Find all positive integers $a,b$ such that each of the equations $x^2-ax+b=0$ and $x^2-bx+a=0$ has distinct positive integral roots. 
Find all positive integers $a,b$ such that each of the equations $$x^2-ax+b=0$$ and $$x^2-bx+a=0$$ has distinct positive integral roots.

Suppose $\alpha,\beta$ are roots of the first equation and $\gamma,\delta$ are of the second, then we have these two sets of equations 
$$a=\alpha+\beta$$ $$b=\alpha\beta$$
and
$$b=\gamma+\delta$$ $$a=\gamma\delta$$
How to proceed?
 A: A long answer, I'm afraid, but I think it's correct. Please let me know if anything is unclear.
Observe first that $a/b = 1/\beta + 1/\alpha < 2$ and similarly $b/a < 2$. That is, $a < 2b$ and $b < 2a$. But now, assuming wlog $\alpha > \beta$, the previous inequality says:
$$\alpha \beta < 2\alpha + 2 \beta < 4 \alpha,$$
meaning $\beta < 4$. Of course, there's a similar statement for $(\gamma, \delta)$, but let's work with $(\alpha,\beta)$, remembering that whatever we find for $(a,b)$ can be swapped to yield another solution $(b,a)$. (Which we would have found if we had used ($\gamma, \delta$).)
If $\beta = 3$, then $b = 3 \alpha < 2a = 2 \alpha + 2 \beta = 2 \alpha + 6$, i.e. $\alpha < 6$, forcing $\alpha = 4$ or $5$. Neither of these choices work, by a routine check.

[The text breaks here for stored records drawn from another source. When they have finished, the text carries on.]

PR #904, opened 2021-11-11
Name validation

### LINKED ISSUE #437: Add model level validations to Cohort

LawrenceWhalen:
Resolves #437 

### Description
Added validations to cohort model for the `:name` property. Model now test for presence of ':name', and will fail out actions that do not set or remove the attribute. ':name' was also set to be unique for the organization the cohort was created for. Multiple organizations can create cohorts with the same ':name', but the ':name' cannot be repeated for that orginization.  

### Type of change

### How Has This Been Tested?

Added validation tests to `cohort_spec.rb`. Used standard shoulda-matcher tests for `:name` presence. 
Shoulda-matcher does not test for uniqueness of attributes scoped to other models, so tests were written ensuring that an instance became invalid if it was a repeated `:name`. A second expectation tests that a `:name` was not locked for other organizations. Both were tested using the boolean `.valid?` method.

### DIFF
--- a/app/models/cohort.rb
+++ b/app/models/cohort.rb
@@ -13,6 +13,8 @@ class Cohort < ApplicationRecord
 
   belongs_to :enclosure, required: false
 
+  validates :name, presence: true, uniqueness: { scope: :organization }
+
   delegate :name, to: :enclosure, prefix: true, allow_nil: true
 
   def self.exportable_columns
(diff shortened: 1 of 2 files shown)


CraigJZ (changes requested):
@LawrenceWhalen This looks good! Thank you!
It looks like there are 2 minor rubocop offenses. Once those are fixed we can go ahead and merge this.

LawrenceWhalen:
@CraigJZ Variable names changed to normalcase.

CraigJZ (approved):
Thank you!!

PR #924, opened 2021-12-14
Resolves #901: Prevent the deletion of Measurement Types that have already been used in measurements

### LINKED ISSUE #901: Prevent the deletion of Measurement Types that have already been used in measurements
We would like to prevent the deletion of measurement types that are already being used in measurements. The way we handle this for Exit Types can serve as an example for handling this issue. 

- [ ] Update the controller destroy action to prevent deletion of measurement types that have associated measurements and provide a helpful flash notice 
- [ ] Update the measurement types index to hide the delete icon for measurement types that have associated measurements
- [ ] Add specs to test both of these changes
- [ ] Update any existing relevant specs

mattwd7:
Resolves #901  

### Description
With this change, measurement_types cannot be deleted if they have any dependent measurement records. In writing this code, I discovered ActiveRecord's :restrict_with_error association dependency on the model which prevents destruction at a very low level. Issues and errors resulting from a failed attempt to destroy a measurement_type are added to the object's errors for display to users and engineers working with these records. (Sidebar: we may want to circle back to exit_types and apply this same pattern for safer handling of those records outside the Controller. )

### Type of change
New feature / Bug fix

### How Has This Been Tested?
Rspec tests have been added for measurement_type model, controller, and view

### DIFF
--- a/app/controllers/measurement_types_controller.rb
+++ b/app/controllers/measurement_types_controller.rb
@@ -30,8 +30,11 @@ class MeasurementTypesController < ApplicationController
   end
 
   def destroy
-    @measurement_type.destroy
-    redirect_to measurement_types_url, notice: 'Measurement Type was successfully destroyed.'
+    if @measurement_type.destroy
+      redirect_to measurement_types_url, notice: 'Measurement Type was successfully destroyed.'
+    else
+      redirect_to measurement_types_url, alert: @measurement_type.errors.full_messages.join(". ")
+    end
   end
 
   def edit; end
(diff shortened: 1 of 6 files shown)


mattwd7:
image

mattwd7:
Ready for review, @CraigJZ !

CraigJZ (approved):
Thanks @mattwd7 and apologies for the delay in reviewing this.
Looks great and I do like the pattern used here with `:restrict_with_error`. I'd be open to a refactor of exit_types to use this same pattern.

If $\beta = 2$, then $4 - 2a + b = 0$ by the first equation, i.e. $b = 2a - 4$. But then 
$$b^2 - 4a = 4a^2 - 20a + 16 = 4(a^2 - 5a + 4)$$
needs to be a perfect square, meaning $a^2 - 5a + 4 = c^2$ for some $c$, so $a = (10 \pm \sqrt{9+(2c)^2})/2$ by the quadratic formula. But the expression under the square root here has to be odd, so $a$ cannot be an integer – contradiction.
Thus $\beta = 1$, and we arrive at $b = a - 1$. Now, the roots of $x^2 - (a-1)x + a = 0$ are
$$x = \frac{a-1 \pm \sqrt{(a-1)^2 - 4a}}{2};$$
thus we require the discriminant $(a-1)^2 - 4a = a^2 - 6a + 1$ to be a perfect square, say $a^2 - 6a + 1 = c^2$ for some $c$, so $a = (6 \pm \sqrt{32 + (2c)^2})/2$ by the quadratic formula again.
It will have to be plus, to ensure $a > 0$, and $32 + (2c)^2$ now has to be a square, say $32 + (2c)^2 = d^2$. But then $32 = (d-2c)(d+2c)$, forcing $d - 2c = 1, 2,$ or $4$, since it must be less than $\sqrt{32} = 4 \sqrt2$. But $d$ is even, so actually $d - 2c = 2$ or $4$. Suppose $d = 2c + 2$, so
$$32+ (2c)^2 = (2c+2)^2.$$
Then $32 = 8c + 4$, which is impossible. Hence $d = 2c + 4$ and we get $32 + (2c)^2 = (2c + 4)^2$ or $32 = 16c + 16$, i.e. $c = 1$, $a = 6, b = 5$.